Below are some entries. Repeat exactly the lines from the one with "xfer_result_t result, uint32_" through the one with "TU_ASSERT(itf < CFG_TUD_CDC);", and only those.

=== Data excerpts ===
•••
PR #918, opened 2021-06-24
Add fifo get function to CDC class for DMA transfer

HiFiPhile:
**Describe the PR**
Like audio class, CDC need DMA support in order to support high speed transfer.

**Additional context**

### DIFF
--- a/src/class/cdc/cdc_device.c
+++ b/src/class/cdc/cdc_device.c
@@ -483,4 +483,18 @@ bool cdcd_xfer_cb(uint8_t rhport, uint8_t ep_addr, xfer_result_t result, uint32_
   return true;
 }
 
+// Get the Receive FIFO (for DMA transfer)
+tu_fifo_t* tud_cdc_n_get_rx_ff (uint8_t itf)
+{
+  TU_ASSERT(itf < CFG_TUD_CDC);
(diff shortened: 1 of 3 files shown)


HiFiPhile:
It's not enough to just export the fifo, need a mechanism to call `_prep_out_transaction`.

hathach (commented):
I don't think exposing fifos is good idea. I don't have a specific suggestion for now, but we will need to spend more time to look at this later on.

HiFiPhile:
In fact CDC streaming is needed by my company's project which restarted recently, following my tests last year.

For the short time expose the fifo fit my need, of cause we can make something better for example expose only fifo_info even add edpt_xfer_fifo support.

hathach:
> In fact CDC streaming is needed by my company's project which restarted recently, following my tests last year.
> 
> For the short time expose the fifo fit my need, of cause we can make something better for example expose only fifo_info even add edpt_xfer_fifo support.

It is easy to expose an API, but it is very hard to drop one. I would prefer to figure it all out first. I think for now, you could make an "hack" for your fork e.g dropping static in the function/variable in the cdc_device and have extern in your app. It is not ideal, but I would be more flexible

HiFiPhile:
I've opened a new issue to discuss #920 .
•••
=== Answer section ===
@@ -483,4 +483,18 @@ bool cdcd_xfer_cb(uint8_t rhport, uint8_t ep_addr, xfer_result_t result, uint32_
   return true;
 }
 
+// Get the Receive FIFO (for DMA transfer)
+tu_fifo_t* tud_cdc_n_get_rx_ff (uint8_t itf)
+{
+  TU_ASSERT(itf < CFG_TUD_CDC);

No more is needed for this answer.